### Exercise objective
Hunt through the entries for the word "context" and copy each line in which it appears.

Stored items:
—————
PR #1293, opened 2024-02-14
BigQuery: Skip merge if no primary keys present

Amogh-Bharadwaj:
Merge statements currently are syntactically incorrect for tables without a primary key. This case is ideally not seen as tables without pkey/replica identity full are filtered out the UI level but in branches where we rely on signals for adding tables, this case can go unchecked and normalize flow fails.

This PR skips a table during merge if there are no primary keys for it.

### DIFF
--- a/flow/connectors/bigquery/bigquery.go
+++ b/flow/connectors/bigquery/bigquery.go
@@ -518,7 +518,7 @@ func (c *BigQueryConnector) NormalizeRecords(ctx context.Context, req *model.Nor
 	for _, tableName := range distinctTableNames {
 		normalizeTableSchema := req.TableNameSchemaMapping[tableName]
 		if len(normalizeTableSchema.PrimaryKeyColumns) == 0 {
-			c.logger.Warn(fmt.Sprintf("skipping merge for table %s as it has no primary key", tableName))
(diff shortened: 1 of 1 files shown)


serprex (approved):

flow/connectors/bigquery/bigquery.go
```diff
@@ -511,12 +511,16 @@ func (c *BigQueryConnector) NormalizeRecords(ctx context.Context, req *model.Nor
...
 	}
-
 	// append all the statements to one list
 	c.logger.Info(fmt.Sprintf("merge raw records to corresponding tables: %s %s %v",
 		c.datasetID, rawTableName, distinctTableNames))
 
 	for _, tableName := range distinctTableNames {
+		normalizeTableSchema := req.TableNameSchemaMapping[tableName]
+		if len(normalizeTableSchema.PrimaryKeyColumns) == 0 {
+			c.logger.Warn(fmt.Sprintf("skipping merge for table %s as it has no primary key", tableName))
```
serprex, line 521:
```suggestion
			c.logger.Error(fmt.Sprintf("skipping merge for table %s as it has no primary key", tableName))
```

heavycrystal (changes requested):
If this is needed, should be done for all connectors with a normalize step

PR #1295, opened 2024-02-14
fetch peer configurations in workflow

iskakaushik:
This works towards a world where our entry point workflows can operate with just the peer name. Supporting edit-peer would also require something along these lines.


serprex (approved):

iskakaushik:
@Amogh-Bharadwaj  will tackle this as a part of his EditPeer changes.

PR #1298, opened 2024-02-15
explicitly call EnsurePullability while adding tables

heavycrystal:
The UI for dynamic table addition should prevent tables that we cannot mirror via CDC [no primary key + replident != full] to be selected. However, we end up using the signal for adding tables sometimes, and currently there is no check in this codepath.

Invoking `EnsurePullability` explicitly to guard against this.


flow/workflows/cdc_flow.go
```diff
@@ -152,6 +152,29 @@ func (w *CDCFlowWorkflowExecution) processCDCFlowConfigUpdates(ctx workflow.Cont
...
+					for _, additionalSourceTable := range flowConfigUpdate.AdditionalTables {
+						additionalSourceTables = append(additionalSourceTables, additionalSourceTable.SourceTableIdentifier)
+					}
+					return additionalSourceTables
+				}(),
+				CheckConstraints: true,
+			})
+		if err := ensurePullabilityFuture.Get(ctx, nil); err != nil {
+			w.logger.Error("failed to ensure pullability for additional tables: ", err)
+			return err
```
Amogh-Bharadwaj, line 175: Can this be removed?

flow/workflows/cdc_flow.go
```diff
@@ -152,6 +152,29 @@ func (w *CDCFlowWorkflowExecution) processCDCFlowConfigUpdates(ctx workflow.Cont
...
+			&protos.EnsurePullabilityBatchInput{
+				PeerConnectionConfig: cfg.Source,
+				FlowJobName:          cfg.FlowJobName,
+				SourceTableIdentifiers: func() []string {
+					additionalSourceTables := make([]string, 0, len(flowConfigUpdate.AdditionalTables))
+					for _, additionalSourceTable := range flowConfigUpdate.AdditionalTables {
+						additionalSourceTables = append(additionalSourceTables, additionalSourceTable.SourceTableIdentifier)
+					}
+					return additionalSourceTables
+				}(),
```
serprex, line 170: Compute this above rather than `func(){}()`

flow/workflows/cdc_flow.go
serprex: `processCDCFlowConfigUpdates` return value should not be aborting whole workflow. Any flow config update error should result in an error being reported to user in some way, & then being ignored. Then this can remain `return err`

PR #1299, opened 2024-02-15
Validate mirror: publication creation

Amogh-Bharadwaj:
Validate mirror now also checks: if no publication provided, we can create (and drop) a publication for the selected tables.

### DIFF
--- a/flow/connectors/postgres/validate.go
+++ b/flow/connectors/postgres/validate.go
@@ -127,7 +127,6 @@ func (c *PostgresConnector) CheckPublicationPermission(ctx context.Context, tabl
 	if err != nil {
 		return fmt.Errorf("error starting transaction: %w", err)
 	}
-	defer tx.Conn().Close(ctx)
—————
### Solved problem
@@ -518,7 +518,7 @@ func (c *BigQueryConnector) NormalizeRecords(ctx context.Context, req *model.Nor
@@ -511,12 +511,16 @@ func (c *BigQueryConnector) NormalizeRecords(ctx context.Context, req *model.Nor
@@ -127,7 +127,6 @@ func (c *PostgresConnector) CheckPublicationPermission(ctx context.Context, tabl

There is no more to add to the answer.